:: PROMPT ::
For the data below, give again exactly the lines from the one containing "- [ ] consider" through the one containing "closes #850", both ends included, and no others.

[Collection entries]
■ ■ ■ ■ ■ ■ ■

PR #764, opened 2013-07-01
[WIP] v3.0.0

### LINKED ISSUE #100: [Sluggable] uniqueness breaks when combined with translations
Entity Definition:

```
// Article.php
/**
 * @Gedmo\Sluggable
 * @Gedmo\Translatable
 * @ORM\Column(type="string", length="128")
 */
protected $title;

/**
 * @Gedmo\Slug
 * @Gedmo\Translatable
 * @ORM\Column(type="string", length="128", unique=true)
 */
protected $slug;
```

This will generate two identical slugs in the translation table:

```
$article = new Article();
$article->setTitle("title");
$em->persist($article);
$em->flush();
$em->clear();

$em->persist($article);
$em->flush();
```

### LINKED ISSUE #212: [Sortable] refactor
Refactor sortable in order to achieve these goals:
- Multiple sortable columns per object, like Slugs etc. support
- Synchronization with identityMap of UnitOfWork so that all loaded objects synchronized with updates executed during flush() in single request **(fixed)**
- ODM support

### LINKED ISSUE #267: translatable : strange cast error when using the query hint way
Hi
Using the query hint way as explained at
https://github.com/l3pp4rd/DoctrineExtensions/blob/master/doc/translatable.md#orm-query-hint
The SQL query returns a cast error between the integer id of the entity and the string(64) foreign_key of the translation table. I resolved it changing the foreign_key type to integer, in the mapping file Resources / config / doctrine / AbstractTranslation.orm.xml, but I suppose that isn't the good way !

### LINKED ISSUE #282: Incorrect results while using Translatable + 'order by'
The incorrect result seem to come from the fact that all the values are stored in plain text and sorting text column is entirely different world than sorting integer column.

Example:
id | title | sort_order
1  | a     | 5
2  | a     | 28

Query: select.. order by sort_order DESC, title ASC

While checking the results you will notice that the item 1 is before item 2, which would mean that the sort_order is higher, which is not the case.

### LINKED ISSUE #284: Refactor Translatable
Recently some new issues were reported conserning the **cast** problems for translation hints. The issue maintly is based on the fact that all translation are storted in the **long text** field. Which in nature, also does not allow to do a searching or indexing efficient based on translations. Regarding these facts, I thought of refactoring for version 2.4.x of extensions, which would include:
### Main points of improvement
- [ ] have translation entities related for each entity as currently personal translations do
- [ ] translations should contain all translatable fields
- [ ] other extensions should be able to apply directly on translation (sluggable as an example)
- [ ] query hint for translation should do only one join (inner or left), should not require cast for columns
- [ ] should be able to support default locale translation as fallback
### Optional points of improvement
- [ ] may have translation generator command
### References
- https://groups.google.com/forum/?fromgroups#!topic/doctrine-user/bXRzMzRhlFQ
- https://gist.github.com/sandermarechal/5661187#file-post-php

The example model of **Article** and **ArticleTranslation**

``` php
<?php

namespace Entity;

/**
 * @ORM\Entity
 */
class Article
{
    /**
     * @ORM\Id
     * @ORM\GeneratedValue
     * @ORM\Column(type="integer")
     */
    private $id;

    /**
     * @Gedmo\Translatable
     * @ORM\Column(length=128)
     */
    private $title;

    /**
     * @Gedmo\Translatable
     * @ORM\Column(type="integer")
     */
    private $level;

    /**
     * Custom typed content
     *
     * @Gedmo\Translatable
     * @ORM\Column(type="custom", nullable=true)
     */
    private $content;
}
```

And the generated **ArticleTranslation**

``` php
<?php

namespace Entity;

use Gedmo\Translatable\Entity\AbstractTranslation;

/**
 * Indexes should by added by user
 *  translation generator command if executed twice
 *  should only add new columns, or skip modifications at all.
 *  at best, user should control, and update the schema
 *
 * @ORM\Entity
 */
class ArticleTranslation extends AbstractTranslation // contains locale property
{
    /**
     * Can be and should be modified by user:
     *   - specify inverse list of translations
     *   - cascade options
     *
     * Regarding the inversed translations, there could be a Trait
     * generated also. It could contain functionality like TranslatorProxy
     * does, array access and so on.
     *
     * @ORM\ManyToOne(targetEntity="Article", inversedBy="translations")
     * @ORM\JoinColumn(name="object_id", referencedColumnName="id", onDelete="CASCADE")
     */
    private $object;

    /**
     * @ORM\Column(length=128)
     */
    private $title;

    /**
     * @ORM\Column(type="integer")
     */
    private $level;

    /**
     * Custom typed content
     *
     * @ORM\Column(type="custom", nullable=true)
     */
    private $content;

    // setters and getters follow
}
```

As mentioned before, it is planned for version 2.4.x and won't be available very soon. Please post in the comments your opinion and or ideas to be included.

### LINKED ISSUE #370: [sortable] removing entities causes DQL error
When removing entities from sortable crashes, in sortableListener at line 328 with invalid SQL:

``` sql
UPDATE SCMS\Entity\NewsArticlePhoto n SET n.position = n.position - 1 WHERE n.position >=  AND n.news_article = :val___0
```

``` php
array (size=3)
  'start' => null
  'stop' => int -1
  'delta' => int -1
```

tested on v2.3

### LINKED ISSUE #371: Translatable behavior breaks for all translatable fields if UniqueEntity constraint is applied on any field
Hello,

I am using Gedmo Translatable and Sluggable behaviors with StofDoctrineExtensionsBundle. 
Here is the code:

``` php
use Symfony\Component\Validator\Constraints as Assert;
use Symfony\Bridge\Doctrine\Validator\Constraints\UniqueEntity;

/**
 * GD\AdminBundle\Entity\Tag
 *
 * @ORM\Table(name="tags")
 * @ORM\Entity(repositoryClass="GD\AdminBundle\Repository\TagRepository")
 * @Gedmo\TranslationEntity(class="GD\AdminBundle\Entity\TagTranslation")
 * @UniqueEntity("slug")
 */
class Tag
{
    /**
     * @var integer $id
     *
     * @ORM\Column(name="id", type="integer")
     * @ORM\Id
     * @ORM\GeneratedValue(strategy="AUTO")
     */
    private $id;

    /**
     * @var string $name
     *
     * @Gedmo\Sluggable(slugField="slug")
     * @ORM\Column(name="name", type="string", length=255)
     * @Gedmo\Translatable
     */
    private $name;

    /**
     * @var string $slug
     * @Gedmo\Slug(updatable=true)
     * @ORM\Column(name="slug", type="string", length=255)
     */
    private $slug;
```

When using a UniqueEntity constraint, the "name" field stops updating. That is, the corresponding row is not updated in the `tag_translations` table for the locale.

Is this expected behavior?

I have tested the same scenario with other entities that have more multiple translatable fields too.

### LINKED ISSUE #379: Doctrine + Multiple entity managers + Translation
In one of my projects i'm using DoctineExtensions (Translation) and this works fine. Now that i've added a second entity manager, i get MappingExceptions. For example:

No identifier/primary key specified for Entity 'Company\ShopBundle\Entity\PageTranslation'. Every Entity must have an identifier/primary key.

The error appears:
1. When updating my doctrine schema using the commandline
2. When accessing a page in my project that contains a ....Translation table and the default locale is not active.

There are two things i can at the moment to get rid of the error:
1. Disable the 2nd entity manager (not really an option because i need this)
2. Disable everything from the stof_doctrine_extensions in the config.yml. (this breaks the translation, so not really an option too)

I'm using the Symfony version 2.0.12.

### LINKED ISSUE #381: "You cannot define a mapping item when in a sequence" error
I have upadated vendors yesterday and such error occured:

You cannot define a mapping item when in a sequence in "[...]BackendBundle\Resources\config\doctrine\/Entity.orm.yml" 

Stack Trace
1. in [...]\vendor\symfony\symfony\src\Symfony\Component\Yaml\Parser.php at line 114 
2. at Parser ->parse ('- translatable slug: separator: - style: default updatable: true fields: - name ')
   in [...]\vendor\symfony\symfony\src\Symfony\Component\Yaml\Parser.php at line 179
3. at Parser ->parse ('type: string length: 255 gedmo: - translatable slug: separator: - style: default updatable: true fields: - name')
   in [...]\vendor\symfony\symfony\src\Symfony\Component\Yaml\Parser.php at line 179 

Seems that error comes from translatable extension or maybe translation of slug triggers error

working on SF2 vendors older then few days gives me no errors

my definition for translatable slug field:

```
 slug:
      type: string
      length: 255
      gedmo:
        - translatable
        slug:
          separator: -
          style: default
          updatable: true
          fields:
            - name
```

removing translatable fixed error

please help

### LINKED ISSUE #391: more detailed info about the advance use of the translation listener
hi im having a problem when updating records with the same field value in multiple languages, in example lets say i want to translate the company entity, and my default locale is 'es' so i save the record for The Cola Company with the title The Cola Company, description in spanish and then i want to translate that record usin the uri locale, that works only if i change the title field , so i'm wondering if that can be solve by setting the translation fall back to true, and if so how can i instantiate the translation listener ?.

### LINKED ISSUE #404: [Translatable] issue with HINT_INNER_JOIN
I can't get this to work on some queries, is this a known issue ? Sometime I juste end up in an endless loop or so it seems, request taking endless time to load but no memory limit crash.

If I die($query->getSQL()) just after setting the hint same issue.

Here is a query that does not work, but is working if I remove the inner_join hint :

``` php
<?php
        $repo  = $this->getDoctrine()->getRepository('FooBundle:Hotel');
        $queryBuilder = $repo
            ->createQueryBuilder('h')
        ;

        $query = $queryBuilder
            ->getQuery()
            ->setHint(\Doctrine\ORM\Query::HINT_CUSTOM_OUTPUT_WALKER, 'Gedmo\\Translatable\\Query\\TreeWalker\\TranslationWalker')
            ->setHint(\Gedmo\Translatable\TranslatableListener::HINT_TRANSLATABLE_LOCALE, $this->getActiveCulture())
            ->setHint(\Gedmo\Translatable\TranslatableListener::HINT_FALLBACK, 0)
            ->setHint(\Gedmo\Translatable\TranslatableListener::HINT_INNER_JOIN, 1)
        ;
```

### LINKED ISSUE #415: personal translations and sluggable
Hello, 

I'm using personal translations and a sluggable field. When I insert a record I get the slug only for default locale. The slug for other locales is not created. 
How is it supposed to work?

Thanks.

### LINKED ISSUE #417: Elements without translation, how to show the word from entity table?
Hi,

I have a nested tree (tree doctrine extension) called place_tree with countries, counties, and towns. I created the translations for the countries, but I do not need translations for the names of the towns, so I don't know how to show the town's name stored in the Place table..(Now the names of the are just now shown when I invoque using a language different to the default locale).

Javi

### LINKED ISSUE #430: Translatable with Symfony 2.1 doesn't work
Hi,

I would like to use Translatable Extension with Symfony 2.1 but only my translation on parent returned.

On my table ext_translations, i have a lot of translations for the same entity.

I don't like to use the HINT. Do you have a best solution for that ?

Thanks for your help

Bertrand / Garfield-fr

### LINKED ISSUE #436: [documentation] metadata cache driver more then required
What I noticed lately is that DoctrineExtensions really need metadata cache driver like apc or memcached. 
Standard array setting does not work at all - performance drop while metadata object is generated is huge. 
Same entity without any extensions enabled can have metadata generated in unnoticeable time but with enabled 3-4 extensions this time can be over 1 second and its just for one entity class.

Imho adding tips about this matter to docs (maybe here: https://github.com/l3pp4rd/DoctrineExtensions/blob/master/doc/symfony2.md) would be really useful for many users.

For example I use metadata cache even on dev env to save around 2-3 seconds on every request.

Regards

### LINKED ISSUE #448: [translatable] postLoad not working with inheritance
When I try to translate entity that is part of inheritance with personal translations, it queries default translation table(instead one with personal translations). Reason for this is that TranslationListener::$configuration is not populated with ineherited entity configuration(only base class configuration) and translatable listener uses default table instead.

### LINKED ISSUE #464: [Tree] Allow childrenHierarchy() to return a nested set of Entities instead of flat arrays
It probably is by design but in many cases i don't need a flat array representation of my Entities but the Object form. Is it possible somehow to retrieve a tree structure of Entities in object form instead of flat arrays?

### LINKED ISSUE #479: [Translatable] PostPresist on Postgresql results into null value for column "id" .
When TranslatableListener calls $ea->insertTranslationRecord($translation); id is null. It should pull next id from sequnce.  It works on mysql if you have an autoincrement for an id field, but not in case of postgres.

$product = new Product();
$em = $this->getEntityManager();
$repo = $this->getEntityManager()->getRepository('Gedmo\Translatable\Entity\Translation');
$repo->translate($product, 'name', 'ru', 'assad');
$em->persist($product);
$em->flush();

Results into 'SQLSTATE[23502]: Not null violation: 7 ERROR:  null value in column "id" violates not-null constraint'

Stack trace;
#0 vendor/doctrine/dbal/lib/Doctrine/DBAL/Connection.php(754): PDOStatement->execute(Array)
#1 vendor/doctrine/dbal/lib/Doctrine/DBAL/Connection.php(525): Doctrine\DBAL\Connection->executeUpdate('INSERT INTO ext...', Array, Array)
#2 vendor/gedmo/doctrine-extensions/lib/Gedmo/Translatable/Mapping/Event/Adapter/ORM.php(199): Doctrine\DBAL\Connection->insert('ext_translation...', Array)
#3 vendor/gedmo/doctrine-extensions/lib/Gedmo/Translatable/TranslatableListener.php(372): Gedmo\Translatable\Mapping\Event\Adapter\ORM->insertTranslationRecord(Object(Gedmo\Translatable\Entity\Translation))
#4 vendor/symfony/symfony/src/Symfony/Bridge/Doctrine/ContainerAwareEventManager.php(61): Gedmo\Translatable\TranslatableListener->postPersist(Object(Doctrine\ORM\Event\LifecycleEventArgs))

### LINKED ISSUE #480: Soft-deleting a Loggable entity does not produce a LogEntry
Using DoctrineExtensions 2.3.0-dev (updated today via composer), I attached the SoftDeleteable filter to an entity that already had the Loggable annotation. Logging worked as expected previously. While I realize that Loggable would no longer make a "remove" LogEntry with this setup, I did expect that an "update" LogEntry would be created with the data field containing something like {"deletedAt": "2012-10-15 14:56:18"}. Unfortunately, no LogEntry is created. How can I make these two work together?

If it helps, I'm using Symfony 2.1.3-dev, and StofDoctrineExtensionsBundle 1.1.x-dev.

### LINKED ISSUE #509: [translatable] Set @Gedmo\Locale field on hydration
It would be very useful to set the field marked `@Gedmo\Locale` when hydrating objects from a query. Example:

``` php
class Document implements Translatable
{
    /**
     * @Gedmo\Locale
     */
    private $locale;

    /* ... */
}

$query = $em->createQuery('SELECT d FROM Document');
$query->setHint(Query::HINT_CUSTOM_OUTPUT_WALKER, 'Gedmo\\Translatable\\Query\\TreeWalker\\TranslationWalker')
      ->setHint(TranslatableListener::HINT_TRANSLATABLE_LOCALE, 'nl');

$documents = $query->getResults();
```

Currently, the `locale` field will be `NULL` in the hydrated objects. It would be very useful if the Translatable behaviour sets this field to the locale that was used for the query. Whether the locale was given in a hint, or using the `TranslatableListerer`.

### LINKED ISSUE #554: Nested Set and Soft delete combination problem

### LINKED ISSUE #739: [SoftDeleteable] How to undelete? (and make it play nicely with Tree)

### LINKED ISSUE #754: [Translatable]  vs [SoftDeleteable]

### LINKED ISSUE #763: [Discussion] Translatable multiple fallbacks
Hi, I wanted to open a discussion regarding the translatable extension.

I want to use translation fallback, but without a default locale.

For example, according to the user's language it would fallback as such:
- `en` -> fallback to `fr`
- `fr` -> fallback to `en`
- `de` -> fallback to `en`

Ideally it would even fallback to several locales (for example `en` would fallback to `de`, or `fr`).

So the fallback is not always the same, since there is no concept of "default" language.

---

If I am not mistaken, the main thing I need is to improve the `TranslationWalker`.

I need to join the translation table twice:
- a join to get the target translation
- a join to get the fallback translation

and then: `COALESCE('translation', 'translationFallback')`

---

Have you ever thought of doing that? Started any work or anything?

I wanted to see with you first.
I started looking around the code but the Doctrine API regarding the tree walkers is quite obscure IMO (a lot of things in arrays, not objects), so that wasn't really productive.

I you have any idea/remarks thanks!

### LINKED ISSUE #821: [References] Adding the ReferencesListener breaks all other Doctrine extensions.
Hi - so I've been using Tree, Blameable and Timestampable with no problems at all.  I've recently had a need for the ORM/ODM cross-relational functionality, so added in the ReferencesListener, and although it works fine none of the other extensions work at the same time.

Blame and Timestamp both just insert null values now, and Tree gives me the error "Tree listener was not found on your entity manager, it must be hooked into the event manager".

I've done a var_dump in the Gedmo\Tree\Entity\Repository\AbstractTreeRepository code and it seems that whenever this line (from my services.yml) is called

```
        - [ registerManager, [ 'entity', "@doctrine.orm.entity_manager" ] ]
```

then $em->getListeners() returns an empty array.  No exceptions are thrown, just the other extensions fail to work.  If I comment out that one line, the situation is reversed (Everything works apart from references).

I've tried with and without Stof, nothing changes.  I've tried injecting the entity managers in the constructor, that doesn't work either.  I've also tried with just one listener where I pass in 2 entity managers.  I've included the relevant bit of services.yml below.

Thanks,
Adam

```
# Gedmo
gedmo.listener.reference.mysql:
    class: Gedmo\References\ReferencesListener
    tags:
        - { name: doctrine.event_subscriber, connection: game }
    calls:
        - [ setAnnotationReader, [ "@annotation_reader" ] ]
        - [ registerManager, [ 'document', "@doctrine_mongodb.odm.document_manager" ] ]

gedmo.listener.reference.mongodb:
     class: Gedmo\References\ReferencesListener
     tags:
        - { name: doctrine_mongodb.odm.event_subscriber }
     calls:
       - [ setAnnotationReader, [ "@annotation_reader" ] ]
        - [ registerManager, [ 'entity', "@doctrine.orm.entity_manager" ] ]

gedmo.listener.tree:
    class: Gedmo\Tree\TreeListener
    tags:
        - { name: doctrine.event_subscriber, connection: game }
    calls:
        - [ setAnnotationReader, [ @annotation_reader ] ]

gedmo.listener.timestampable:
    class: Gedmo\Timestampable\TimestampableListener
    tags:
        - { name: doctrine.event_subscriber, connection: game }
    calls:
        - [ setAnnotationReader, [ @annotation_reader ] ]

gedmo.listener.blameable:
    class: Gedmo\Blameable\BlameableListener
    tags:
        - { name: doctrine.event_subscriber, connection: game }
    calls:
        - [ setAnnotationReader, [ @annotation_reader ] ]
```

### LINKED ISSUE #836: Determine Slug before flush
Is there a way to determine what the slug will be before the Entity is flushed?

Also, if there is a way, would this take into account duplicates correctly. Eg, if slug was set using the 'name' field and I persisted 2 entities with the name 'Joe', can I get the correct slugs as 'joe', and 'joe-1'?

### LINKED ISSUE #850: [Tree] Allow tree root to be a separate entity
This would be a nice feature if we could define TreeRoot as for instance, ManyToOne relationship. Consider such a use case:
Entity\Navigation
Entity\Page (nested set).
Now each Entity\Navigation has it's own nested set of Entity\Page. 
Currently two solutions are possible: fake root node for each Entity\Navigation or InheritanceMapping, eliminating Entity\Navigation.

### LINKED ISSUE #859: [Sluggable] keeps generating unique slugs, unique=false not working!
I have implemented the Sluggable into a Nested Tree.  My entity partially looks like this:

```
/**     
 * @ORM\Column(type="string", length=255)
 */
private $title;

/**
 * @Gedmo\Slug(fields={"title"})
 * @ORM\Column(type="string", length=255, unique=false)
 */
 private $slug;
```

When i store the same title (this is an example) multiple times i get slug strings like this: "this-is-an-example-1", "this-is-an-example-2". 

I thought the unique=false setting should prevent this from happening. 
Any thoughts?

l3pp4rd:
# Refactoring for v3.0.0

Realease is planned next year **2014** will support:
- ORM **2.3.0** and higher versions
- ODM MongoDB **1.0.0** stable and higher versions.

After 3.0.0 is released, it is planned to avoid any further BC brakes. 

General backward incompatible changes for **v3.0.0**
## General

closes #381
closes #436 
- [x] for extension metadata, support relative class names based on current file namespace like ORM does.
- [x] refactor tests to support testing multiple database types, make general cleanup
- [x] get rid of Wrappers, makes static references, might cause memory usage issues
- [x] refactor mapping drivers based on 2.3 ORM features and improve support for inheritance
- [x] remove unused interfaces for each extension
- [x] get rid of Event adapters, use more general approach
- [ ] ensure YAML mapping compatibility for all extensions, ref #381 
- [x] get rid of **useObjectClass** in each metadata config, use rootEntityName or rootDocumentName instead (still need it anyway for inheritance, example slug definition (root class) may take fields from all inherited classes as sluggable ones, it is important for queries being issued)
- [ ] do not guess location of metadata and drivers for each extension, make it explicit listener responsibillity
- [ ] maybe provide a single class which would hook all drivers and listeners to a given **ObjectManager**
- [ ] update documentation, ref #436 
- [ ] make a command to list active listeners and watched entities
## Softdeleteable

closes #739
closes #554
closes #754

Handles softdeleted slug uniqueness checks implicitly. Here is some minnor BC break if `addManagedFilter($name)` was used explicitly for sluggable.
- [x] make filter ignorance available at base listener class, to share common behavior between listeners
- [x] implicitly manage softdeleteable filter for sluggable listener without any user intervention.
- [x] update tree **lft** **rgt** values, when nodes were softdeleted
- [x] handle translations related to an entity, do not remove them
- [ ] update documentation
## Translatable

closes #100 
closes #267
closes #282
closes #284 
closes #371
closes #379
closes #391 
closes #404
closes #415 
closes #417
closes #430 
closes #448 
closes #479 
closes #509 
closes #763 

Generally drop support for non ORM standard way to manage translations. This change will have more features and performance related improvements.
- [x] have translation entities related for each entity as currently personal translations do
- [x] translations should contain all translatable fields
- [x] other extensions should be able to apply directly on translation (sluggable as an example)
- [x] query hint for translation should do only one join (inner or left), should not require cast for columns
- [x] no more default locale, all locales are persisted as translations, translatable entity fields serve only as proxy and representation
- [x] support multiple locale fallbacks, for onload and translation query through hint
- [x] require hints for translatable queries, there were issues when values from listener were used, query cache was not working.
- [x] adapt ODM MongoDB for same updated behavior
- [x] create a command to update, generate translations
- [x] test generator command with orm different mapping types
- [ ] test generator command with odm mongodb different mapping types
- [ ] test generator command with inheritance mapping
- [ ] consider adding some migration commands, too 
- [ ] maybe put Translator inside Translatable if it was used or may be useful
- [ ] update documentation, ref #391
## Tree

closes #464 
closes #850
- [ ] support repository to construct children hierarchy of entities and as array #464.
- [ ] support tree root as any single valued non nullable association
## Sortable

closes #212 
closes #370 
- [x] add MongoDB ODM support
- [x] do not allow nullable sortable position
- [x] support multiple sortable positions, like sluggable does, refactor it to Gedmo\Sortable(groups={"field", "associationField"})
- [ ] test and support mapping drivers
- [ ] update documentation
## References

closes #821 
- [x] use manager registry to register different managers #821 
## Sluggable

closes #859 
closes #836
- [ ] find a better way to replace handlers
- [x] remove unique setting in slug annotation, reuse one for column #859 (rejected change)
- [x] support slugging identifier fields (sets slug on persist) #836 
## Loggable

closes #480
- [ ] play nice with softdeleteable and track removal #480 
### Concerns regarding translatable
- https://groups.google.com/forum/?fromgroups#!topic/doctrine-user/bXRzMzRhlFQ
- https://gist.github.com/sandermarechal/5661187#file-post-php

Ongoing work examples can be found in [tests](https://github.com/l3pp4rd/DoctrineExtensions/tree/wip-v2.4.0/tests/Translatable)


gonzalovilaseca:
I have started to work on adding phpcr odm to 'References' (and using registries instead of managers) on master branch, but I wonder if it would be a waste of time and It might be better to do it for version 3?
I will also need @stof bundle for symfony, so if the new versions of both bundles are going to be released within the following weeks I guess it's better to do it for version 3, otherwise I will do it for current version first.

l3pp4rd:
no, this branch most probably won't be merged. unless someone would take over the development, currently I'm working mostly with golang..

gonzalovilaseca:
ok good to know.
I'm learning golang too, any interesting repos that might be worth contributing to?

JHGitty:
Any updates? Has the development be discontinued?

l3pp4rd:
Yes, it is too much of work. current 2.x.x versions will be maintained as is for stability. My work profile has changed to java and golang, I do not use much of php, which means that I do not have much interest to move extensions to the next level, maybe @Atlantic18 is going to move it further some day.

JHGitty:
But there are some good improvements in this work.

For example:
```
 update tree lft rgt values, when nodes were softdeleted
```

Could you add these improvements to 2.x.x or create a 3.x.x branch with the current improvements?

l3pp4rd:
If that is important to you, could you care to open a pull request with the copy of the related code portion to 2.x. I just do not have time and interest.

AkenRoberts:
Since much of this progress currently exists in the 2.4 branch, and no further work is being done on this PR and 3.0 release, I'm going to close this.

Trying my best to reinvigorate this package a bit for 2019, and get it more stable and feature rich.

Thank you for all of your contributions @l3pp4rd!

■ ■ ■ ■ ■ ■ ■

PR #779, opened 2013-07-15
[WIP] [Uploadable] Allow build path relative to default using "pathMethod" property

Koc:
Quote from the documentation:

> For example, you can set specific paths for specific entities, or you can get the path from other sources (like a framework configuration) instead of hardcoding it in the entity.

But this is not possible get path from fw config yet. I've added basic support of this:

■ ■ ■ ■ ■ ■ ■

:: RESULT OF THIS TASK ::
- [ ] consider adding some migration commands, too 
- [ ] maybe put Translator inside Translatable if it was used or may be useful
- [ ] update documentation, ref #391
## Tree

closes #464 
closes #850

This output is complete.